Summary/Analysis #2 

This assignment will be almost the same as that for SA#1. I left the original language, so that you can refer to it for the new scholarly article you choose. But this time after your summary and discussion paragraphs, add a paragraph that synthesizes one or more points from SA#1 and one from SA#2. 

Requirement: Find a second scholarly (peer reviewed) article on your topic. Attached is SA#1 and the second scholarly article (SA#2).
Audience: Academic, so avoid “I,” “you,” and other informal language

Papers should be thorough but concise and this one needs only two paragraphs. Details are as follows: 

The first, summary, paragraph should begin with a signal or lead-in phrase mentioning the author(s) of the article and the topic (e.g. “Smith and Jones (2003) investigated. . .” (for APA style—note the year after the authors’ names). The summary paragraph should not contain any of your reaction to the author(s)’s points; instead, it should be a vastly shortened but accurate rendering of the author(s) main point. All details on evidence to support that argument need not be included. Pay attention to the following for SA#2 (Out 2-Pdf)
1. Is the article primary or secondary? What is the topic?
2. What is the author’s research question, hypothesis, or thesis?
3. What are the authors’ research methods (e.g., how was evidence gathered and what did it 
consist of)? 
4. What conclusions were reached? 
5 Does the author point to further research? What is it?
6. Be sure you have correctly cited page numbers for all quotations, paraphrases, and specific
information from your text, such as statistics, but keep quotes to a minimum. In the natural and social sciences paraphrase is preferred. 

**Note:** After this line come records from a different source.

PR #44, opened 2022-12-08
Add "memory" and "persistent" as context stores

Steve-Mcl:
part of flowforge/flowforge#212

Adds "memory" and "persistent" context storage entries to the device as agreed

Please update checklist here: https://github.com/flowforge/flowforge/issues/212#issuecomment-1342852768 once complete

NOTE: Implementing this here (as opposed to the settings.json generated for a device by forge) means the device agent must be updated before the context stores are realised.

### DIFF
--- a/lib/template/template-settings.js
+++ b/lib/template/template-settings.js
@@ -16,5 +16,10 @@ module.exports = {
         }
     },
     credentialSecret: settings.credentialSecret,
-    flowforge: settings.flowforge
+    flowforge: settings.flowforge,
+    contextStorage: {
+        default: 'memory',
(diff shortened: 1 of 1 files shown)


knolleary (approved):

knolleary:
> NOTE: Implementing this here (as opposed to the settings.json generated for a device by forge) means the device agent must be updated before the context stores are realised.

I think it is true to say that even if the context options were to be passed to the device agent by the platform, this file would still need to be updated so as to pick them up anyway.

Given we don't have any plans that involve being able to dynamically change the context stores with this feature, I support this approach of hardcoding in this configuration.

Issue #45, opened 2022-12-21
Add flag to skip the `npm install` step of deploying snapshot


knolleary:
### Description

**As a:** user on a secure network

**I want to:** run the device agent without it running `npm install` each time a new snapshot is deployed

**So that:** I can use the agent on an air-gapped network.

---

The device agent current runs `npm install` each time a new snapshot is deployed. This is done to ensure Node-RED and all dependencies are installed at the right level.

If the device is running on an air-gapped network, without any access to the internet or npm registry, then this won't work.

However, if the user has ensured Node-RED and all required npm modules are preinstalled on the device, then the device agent should still be able to run.

The proposal here is to add a flag to the device agent configuration to skip the npm install step.

---

Implemented via #47, we have added a new command-line parameter to the device agent (`-m / --moduleCache`) that tells it to skip running `npm install` when loading a snapshot and instead expects a local directory (`module_cache/node_modules`) to exist that contains all of the require modules preinstalled.

How to create the module cache is detailed in the doc updates included in that PR.

### Acceptance Criteria

 - Can run the device agent without it having to npm install
 - Pre-installed nodes can be used by the user
 - Docs needed for how to use this in practise

knolleary:
Resolved by #47

PR #47, opened 2023-01-05
Support running on offline devices

hardillb:
## Description

This allows Node-RED and nodes to be loaded from a local cache rather than being installed from npmjs.org each time the project snapshot is updated.

## Related Issue(s)

part of #45

## Checklist

    - [ ] Upgrade instructions
    - [x] Configuration details
    - [ ] Concepts

## Labels

### DIFF
--- a/README.md
+++ b/README.md
@@ -111,21 +111,26 @@ Global Options
 By default the Device Agent will try and download the correct version of Node-RED and 
 any nodes required to run the Project Snapshot that is assigned to run on the device.
 
-If the device is being run on a offline network or security policies prevent the 
+If the device is being run on an offline network or security policies prevent the 
 Device Agent from connecting to npmjs.org then it can be configured to use a pre-cached 
 set of modules.
 
 You can enable this mode by adding `-m` to the command line adding `moduleCache: true` 
 to the `device.yml` file. This will cause the Device Agent to load the modules from the 
-`module_cache` directory in the Device Agents Configuration directory as describe above.
+`module_cache` directory in the Device Agents Configuration directory as described above.
 By default this will be `/opt/flowforge-device/module_cache`.
 
-The easiest way to create the cache is to download the `package.json` for the Snapshot. 
-This can be found in the 3 dots menu for the Snapshot on the Project's Snapshot page.
+### Creating a module cache
 
-Place this file in an empty directory on a machine with the same OS and architecture as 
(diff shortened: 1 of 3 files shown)


README.md
```diff
@@ -104,6 +106,27 @@ Global Options
...
+to the `device.yml` file. This will cause the Device Agent to load the modules from the 
+`module_cache` directory in the Device Agents Configuration directory as describe above.
+By default this will be `/opt/flowforge-device/module_cache`.
+
+The easiest way to create the cache is to download the `package.json` for the Snapshot. 
+This can be found in the 3 dots menu for the Snapshot on the Project's Snapshot page.
+
+Place this file in an empty directory on a machine with the same OS and architecture as 
+the device and run `npm install`. This will create a `node_modules` directory which you 
+should copy into `module_cache` director on the device.
```
knolleary, line 128:
```suggestion
By default the Device Agent will try and download the correct version of Node-RED and 
any nodes required to run the Project Snapshot that is assigned to run on the device.

If the device is being run on an offline network or security policies prevent the 
Device Agent from connecting to npmjs.org then it can be configured to use a pre-cached 
set of modules.

You can enable this mode by adding `-m` to the command line adding `moduleCache: true` 
to the `device.yml` file. This will cause the Device Agent to load the modules from the 
`module_cache` directory in the Device Agents Configuration directory as described above.
By default this will be `/opt/flowforge-device/module_cache`.

### Creating a module cache

To create a suitable module cache, you will need to install the modules on a local device with
access to npmjs.org, ensuring you use the same OS and Architecture as your target
device, and then copy the modules on to your device.

1. From the Project Snapshot page, select the snapshot you want to deploy and select the option to download its `package.json` file.
2. Place this file in an empty directory on your local device.
3. Run `npm install` to install the modules. This will create a `node_modules` directory.
4. On your target device, create a directory called `module_cache` inside the Device Agent Configuration directory.
5. Copy the `node_modules` directory from your local device to the target device so that it is under the `module_cache` directory.
```

A slight rewording and given the steps to create the module cache some more explicit structure.

knolleary (changes requested):
Some docs rewording.

As this directly references the ability to download `package.json`, I'd like to get that PR reviewed and merged first.... next on my list to look at.

hardillb:
Tthere is exactly the same wording in the doc update for the flowoforge project as well

knolleary (approved):

Issue #53, opened 2023-01-20
Facing SyntaxError: Unexpected token  when I install and boot for the first time


hfc01512:
### Current Behavior

I was introduced to this software by an acquaintance and started using it.
I have stored the device file device.yml in place and when I try to start it, I get the following error message and cannot start it.
I would appreciate any advice on how to correct this.

-----------------------------

/usr/local/lib/node_modules/@flowforge/flowforge-device-agent/lib/agent.js:47
                info(`Snapshot: ${this.currentSnapshot?.id || 'none'}`)
                                                       ^

SyntaxError: Unexpected token .
    at Module._compile (internal/modules/cjs/loader.js:723:23)
    at Object.Module._extensions..js (internal/modules/cjs/loader.js:789:10)
    at Module.load (internal/modules/cjs/loader.js:653:32)
    at tryModuleLoad (internal/modules/cjs/loader.js:593:12)
    at Function.Module._load (internal/modules/cjs/loader.js:585:3)
    at Module.require (internal/modules/cjs/loader.js:692:17)
    at require (internal/modules/cjs/helpers.js:25:18)
    at Object.<anonymous> (/usr/local/lib/node_modules/@flowforge/flowforge-device-agent/index.js:3:19)
    at Module._compile (internal/modules/cjs/loader.js:778:30)
    at Object.Module._extensions..js (internal/modules/cjs/loader.js:789:10)
------------------------------
Thank you

### Environment

- FlowForge version: 
- Node.js version: v10.19.0
- npm version: 6.14.4
- Platform/OS: Ubuntu 20.04
- Browser: chrome

knolleary:
Hi @hfc01512 

I can see you are using Node.js v10. The device agent requires Node.js 16 or later. You will need to update your version of node.js to use the agent.

hfc01512:
Hell knolleary,
Thanks for the advice.
I have successfully activated the system.

hardillb:
fixed by #55

PR #55, opened 2023-01-31
Move nodejs version check

### LINKED ISSUE #54: Add check on node.js version
### Story

_No response_

### Description

We should add an explicit node.js version check to the device agent so we can provide a more helpful message if trying to run on an older version of node.js.

This will have to be done right at the start of `index.js` - *before* we require any other modules, as they will hit syntax errors when trying to do the require if node is too old.

Ref: https://github.com/flowforge/flowforge-device-agent/issues/53#issue-1551098547

hardillb:
## Description

Need to test NodeJS version before using features only available in NodeJS 16.x or newer

## Related Issue(s)

fixes #54

## Checklist

    - [ ] Upgrade instructions
    - [ ] Configuration details
    - [ ] Concepts

## Labels

### DIFF
--- a/index.js
+++ b/index.js
@@ -1,8 +1,15 @@
 #!/usr/bin/env node
+
+const semver = require('semver')
+
+if (semver.lt(process.version, '16.0.0')) {
+    console.log('FlowForge Device Agent requires at least NodeJS v16')
+    process.exit(0)
+}
+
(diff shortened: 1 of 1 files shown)


hardillb:
also fixes #53

knolleary (approved):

The second analysis, or discussion, paragraph should contain your reflections/discussion on some aspect of the article. You might consider what you found as a particular strength or weakness in the article, and say why; for example, is the evidence strong enough to support the conclusion or thesis? Was the research question answered? Did you find limitations in the author(s)’s argument or research that they did not mention? This will give you a chance to join the conversation! 

In the upper left-hand corner of the paper include a) your name, b) the course and section, c) which paper it is (e.g., Summary/Analysis #1, 2, 3, 4), d) the date, and e) a title. At the end add a Works Cited (MLA) page with a complete citation for your source (s). Cover pages are not necessary.

The synthesis paragraph should examine any similarities or differences found in your sources (SA#1 and SA#2). These may be aspects of your topic, methods used, results, or conflicting approaches to a problem. Please remember to correctly cite both articles and to list each on your references page.
Other Hints

• Try to avoid using the word “article,” for example, “the article says” or “In Smith’s article…” In the first instance use the author(s)’s name—that’s what counts. It is the author speaking, not the article, which is only a vehicle for his/her/their words; in the second instance, it will be clear that you are talking about a specific piece of writing by Smith, so just say “Smith asserted/argued/cautioned, etc.”
• You may include the article title in the beginning when you introduce the author and the topic, but additional mentions of the title are redundant and distracting.